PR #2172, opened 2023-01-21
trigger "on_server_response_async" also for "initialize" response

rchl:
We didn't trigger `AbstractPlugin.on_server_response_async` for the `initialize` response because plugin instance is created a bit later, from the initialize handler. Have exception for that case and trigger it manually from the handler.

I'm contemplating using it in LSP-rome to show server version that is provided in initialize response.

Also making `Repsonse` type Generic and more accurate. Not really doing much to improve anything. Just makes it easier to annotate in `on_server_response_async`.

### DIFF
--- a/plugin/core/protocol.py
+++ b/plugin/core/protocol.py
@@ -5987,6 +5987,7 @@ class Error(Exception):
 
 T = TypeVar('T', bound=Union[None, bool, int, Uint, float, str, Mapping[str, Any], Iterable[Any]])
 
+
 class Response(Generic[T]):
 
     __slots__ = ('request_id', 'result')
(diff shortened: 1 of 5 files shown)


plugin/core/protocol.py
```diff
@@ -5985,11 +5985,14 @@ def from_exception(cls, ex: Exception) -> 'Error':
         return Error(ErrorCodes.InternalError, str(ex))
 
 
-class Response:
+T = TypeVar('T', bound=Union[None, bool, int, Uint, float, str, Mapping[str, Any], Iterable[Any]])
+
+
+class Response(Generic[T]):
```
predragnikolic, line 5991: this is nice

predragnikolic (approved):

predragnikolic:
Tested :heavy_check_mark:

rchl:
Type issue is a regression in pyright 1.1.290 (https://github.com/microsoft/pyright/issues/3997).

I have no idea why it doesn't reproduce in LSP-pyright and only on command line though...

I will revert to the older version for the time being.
• • • •
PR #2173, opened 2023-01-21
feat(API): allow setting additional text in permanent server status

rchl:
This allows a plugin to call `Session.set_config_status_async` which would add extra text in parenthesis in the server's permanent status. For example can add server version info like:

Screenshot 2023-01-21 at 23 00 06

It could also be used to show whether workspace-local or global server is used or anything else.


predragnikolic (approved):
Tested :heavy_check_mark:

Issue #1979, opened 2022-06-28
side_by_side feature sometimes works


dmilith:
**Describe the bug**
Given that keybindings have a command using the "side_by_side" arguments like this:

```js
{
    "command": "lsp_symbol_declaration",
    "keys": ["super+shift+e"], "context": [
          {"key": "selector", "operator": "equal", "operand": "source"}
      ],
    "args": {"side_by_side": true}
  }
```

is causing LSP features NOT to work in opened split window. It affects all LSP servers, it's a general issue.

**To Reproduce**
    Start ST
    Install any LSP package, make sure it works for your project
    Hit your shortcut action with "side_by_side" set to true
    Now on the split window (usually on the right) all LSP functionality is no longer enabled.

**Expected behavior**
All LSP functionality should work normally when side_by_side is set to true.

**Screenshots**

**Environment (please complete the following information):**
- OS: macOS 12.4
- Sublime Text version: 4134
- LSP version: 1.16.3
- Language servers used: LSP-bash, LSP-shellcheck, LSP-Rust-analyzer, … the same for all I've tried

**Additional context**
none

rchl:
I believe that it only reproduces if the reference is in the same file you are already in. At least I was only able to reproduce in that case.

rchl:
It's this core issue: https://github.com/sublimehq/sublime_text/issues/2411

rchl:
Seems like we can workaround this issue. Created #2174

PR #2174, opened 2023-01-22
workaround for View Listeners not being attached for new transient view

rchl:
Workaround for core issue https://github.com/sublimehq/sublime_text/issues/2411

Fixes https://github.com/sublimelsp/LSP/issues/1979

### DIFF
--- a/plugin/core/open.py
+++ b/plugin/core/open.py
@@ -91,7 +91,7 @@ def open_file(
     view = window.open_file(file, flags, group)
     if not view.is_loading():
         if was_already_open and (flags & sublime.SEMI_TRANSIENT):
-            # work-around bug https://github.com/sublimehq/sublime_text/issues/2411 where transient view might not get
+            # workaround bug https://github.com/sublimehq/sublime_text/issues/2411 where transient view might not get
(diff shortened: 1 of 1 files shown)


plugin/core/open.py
• • • •
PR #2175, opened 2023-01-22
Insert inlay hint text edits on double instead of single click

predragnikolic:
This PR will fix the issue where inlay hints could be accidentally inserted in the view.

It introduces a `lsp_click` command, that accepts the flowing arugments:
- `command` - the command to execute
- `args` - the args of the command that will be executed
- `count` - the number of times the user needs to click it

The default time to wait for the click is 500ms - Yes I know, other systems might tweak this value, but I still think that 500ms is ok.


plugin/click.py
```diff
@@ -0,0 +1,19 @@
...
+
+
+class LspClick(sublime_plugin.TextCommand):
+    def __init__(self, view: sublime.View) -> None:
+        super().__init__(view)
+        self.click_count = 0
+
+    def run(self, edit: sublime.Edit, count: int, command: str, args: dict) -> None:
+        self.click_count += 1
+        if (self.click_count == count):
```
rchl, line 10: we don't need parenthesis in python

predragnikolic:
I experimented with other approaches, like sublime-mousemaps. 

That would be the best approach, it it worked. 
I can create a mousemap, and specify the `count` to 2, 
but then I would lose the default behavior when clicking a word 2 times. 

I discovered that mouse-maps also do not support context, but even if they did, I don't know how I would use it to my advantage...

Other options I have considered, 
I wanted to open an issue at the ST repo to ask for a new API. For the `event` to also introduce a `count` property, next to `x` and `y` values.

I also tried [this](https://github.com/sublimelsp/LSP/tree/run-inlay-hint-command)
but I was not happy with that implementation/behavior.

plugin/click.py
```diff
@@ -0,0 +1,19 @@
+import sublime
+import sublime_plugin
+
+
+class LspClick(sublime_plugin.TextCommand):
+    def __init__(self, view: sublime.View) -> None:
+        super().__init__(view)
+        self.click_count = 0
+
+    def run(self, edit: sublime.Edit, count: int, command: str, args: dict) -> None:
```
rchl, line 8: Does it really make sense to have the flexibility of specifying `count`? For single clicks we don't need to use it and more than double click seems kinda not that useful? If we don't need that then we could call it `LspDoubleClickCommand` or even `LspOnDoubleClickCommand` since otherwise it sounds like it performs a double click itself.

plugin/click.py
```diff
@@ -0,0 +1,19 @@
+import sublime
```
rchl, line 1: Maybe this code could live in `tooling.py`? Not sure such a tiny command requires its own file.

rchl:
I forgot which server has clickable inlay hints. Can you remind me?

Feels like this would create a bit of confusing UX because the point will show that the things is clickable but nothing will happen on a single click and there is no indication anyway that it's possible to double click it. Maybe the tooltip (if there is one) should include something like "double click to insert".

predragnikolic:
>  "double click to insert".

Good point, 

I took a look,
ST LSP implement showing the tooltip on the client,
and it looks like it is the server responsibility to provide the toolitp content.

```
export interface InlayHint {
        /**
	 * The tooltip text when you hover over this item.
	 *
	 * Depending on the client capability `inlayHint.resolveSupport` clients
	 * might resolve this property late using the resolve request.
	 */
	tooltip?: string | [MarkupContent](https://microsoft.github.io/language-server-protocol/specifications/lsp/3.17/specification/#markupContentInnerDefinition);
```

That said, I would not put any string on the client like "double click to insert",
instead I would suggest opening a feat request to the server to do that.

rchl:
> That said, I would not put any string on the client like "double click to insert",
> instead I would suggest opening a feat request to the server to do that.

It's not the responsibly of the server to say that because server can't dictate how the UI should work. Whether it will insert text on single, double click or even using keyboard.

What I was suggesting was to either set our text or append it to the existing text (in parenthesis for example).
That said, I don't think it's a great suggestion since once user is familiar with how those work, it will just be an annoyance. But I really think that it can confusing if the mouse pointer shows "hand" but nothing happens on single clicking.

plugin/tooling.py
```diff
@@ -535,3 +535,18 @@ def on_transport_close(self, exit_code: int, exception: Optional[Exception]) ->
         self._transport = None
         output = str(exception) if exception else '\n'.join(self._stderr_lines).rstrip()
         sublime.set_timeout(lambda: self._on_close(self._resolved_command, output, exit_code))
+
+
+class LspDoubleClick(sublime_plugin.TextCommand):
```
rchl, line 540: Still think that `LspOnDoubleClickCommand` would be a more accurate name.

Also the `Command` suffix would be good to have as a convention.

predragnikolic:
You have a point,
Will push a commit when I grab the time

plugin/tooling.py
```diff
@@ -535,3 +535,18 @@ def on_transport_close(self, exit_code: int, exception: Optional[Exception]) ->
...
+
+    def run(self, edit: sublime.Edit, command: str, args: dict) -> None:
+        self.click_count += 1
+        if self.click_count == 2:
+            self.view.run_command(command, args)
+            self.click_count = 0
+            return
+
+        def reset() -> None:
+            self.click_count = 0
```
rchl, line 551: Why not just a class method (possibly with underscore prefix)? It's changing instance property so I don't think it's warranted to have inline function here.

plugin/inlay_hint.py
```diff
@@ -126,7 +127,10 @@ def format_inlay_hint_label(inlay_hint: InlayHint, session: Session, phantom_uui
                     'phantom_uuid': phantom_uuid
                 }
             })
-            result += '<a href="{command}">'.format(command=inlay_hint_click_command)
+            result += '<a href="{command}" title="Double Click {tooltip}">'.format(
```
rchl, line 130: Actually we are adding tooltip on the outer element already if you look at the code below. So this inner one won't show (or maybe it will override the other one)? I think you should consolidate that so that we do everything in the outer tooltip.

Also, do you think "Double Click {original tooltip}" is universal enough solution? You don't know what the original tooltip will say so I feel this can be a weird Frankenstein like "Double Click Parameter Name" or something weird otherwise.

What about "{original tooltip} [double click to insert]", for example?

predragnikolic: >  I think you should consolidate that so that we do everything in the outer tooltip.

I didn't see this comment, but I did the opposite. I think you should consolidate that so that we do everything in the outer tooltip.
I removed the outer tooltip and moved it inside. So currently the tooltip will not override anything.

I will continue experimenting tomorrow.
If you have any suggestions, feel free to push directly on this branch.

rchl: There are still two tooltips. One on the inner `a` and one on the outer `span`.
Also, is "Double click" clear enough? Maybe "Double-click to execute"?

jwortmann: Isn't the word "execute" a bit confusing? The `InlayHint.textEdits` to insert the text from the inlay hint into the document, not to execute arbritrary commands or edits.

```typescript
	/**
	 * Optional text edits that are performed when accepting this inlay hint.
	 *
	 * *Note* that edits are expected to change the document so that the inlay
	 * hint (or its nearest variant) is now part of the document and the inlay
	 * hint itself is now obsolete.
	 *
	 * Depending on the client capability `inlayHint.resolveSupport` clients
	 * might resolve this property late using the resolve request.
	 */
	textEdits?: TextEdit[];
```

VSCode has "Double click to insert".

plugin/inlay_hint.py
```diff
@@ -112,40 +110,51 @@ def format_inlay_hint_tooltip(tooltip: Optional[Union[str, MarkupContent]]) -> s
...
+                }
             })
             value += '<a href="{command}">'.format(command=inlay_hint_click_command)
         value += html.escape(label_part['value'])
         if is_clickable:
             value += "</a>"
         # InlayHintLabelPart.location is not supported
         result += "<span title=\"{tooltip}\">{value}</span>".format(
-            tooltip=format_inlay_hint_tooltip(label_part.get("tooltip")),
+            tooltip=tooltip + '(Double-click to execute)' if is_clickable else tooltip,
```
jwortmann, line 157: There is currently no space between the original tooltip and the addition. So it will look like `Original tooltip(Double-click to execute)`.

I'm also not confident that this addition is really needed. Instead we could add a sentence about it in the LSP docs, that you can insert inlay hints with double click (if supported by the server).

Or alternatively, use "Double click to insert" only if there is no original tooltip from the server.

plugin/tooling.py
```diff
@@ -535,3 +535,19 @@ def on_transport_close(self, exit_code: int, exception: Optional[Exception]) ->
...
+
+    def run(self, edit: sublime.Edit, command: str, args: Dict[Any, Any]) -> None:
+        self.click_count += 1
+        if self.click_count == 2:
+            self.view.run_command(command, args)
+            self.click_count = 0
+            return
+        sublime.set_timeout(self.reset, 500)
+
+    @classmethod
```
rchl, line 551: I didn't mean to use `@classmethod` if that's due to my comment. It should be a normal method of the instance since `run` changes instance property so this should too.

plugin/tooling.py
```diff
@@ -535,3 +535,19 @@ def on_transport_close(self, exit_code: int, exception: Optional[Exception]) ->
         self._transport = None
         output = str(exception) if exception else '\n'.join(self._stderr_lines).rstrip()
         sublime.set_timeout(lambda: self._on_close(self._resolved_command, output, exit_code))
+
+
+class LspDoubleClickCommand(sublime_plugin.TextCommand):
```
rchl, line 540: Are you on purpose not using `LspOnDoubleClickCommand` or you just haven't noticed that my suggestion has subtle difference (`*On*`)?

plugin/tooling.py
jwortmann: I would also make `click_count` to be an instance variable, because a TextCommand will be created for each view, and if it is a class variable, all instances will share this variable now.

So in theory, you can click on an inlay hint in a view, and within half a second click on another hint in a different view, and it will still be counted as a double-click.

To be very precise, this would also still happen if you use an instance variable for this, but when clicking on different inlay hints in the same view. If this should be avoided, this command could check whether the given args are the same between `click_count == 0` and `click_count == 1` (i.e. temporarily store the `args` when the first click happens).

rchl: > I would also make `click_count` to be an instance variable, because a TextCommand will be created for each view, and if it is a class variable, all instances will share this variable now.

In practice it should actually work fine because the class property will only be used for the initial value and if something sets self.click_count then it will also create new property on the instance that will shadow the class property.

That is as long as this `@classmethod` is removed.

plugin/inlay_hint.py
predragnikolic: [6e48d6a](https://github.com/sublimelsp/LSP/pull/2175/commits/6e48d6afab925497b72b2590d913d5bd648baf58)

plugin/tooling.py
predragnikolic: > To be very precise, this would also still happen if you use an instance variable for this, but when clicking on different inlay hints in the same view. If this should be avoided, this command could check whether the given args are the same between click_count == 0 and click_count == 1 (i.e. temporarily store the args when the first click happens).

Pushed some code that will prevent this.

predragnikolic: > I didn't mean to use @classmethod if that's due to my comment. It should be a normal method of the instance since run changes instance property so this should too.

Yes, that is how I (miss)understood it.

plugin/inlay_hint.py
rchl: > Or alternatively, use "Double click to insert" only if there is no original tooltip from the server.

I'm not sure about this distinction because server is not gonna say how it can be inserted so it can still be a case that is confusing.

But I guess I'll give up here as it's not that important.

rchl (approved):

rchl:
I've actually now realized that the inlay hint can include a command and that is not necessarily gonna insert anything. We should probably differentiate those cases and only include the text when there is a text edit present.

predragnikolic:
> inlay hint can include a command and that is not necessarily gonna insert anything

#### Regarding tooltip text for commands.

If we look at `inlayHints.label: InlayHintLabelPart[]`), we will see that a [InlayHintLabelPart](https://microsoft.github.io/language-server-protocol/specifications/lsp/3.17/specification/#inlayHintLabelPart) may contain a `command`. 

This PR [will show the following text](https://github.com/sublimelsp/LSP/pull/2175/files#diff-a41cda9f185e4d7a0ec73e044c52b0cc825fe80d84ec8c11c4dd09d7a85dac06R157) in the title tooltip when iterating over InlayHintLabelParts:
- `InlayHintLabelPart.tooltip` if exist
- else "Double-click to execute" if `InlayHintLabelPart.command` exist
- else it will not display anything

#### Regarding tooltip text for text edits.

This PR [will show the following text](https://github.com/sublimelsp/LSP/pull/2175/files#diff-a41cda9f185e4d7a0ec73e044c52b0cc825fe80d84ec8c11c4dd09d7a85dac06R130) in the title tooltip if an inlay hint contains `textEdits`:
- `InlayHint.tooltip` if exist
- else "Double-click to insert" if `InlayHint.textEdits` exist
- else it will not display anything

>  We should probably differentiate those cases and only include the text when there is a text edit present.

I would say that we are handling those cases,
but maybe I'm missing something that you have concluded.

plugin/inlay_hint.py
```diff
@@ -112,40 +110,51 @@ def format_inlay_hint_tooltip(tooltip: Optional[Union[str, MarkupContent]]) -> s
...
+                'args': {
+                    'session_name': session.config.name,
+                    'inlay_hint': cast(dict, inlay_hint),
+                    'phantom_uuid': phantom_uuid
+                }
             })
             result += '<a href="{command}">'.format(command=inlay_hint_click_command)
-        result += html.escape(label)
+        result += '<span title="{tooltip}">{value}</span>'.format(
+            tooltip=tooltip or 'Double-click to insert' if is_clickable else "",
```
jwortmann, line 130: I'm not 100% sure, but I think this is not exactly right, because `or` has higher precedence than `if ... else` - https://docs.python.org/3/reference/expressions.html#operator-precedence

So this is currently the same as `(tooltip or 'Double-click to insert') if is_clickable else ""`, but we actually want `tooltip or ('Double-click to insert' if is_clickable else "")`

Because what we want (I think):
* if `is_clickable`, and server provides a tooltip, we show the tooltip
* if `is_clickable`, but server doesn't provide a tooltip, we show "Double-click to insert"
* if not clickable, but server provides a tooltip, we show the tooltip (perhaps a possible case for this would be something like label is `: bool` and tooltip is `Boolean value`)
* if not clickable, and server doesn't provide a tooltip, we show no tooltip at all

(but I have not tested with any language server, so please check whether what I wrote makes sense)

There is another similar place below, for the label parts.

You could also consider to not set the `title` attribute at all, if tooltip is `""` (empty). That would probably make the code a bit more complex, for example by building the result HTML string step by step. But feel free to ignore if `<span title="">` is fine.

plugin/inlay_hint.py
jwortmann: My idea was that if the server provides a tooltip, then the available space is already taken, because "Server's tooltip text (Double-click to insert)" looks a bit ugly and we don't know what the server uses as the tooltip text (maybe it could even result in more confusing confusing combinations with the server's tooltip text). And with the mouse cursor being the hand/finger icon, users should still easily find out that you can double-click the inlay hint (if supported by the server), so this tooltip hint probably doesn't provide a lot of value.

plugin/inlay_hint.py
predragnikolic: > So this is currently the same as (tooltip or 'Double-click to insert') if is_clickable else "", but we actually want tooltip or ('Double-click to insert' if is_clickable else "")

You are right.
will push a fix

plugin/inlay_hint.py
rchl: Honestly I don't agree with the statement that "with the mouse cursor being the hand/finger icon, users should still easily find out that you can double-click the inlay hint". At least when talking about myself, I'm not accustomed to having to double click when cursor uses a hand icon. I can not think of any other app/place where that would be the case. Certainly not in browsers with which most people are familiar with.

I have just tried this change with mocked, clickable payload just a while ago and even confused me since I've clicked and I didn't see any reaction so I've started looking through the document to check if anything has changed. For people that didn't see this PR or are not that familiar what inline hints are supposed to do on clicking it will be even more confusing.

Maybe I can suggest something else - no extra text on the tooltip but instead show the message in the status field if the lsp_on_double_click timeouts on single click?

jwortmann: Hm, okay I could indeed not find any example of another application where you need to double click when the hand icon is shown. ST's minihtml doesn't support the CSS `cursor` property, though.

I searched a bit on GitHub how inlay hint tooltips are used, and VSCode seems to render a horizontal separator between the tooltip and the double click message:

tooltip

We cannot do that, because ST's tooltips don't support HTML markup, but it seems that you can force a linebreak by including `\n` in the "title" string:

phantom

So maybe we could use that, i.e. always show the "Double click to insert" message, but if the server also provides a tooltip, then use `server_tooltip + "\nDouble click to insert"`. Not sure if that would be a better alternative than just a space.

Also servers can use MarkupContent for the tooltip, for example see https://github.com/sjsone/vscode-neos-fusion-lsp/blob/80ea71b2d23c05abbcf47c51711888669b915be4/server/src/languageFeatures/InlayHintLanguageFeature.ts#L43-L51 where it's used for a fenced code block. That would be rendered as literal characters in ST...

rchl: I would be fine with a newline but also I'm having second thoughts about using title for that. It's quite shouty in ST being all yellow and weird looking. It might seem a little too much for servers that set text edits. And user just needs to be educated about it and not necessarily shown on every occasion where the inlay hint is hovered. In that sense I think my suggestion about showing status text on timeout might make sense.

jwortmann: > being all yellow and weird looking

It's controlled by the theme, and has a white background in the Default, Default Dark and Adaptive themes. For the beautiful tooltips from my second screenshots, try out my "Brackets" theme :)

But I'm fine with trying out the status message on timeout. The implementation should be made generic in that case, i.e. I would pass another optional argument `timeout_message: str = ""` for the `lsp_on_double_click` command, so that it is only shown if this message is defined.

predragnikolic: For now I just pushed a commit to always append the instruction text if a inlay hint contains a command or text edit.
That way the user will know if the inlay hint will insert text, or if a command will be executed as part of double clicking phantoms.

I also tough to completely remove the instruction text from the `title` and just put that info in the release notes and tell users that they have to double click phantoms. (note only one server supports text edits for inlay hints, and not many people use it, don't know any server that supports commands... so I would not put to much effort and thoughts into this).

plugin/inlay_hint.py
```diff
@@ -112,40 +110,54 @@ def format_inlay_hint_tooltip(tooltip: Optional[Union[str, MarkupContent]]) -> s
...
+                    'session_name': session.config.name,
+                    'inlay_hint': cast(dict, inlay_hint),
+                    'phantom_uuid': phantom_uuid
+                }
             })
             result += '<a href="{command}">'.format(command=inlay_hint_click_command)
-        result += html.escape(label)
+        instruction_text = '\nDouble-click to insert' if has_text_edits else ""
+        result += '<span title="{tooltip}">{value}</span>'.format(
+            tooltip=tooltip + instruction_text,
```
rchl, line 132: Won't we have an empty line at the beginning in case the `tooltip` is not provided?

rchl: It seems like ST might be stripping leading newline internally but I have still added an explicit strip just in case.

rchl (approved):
• • • •
> **WORK TASK**
In the listing, find each line with the string "which" and copy it.

> **ANSWER SECTION**
This allows a plugin to call `Session.set_config_status_async` which would add extra text in parenthesis in the server's permanent status. For example can add server version info like:
I forgot which server has clickable inlay hints. Can you remind me?
rchl: Honestly I don't agree with the statement that "with the mouse cursor being the hand/finger icon, users should still easily find out that you can double-click the inlay hint". At least when talking about myself, I'm not accustomed to having to double click when cursor uses a hand icon. I can not think of any other app/place where that would be the case. Certainly not in browsers with which most people are familiar with.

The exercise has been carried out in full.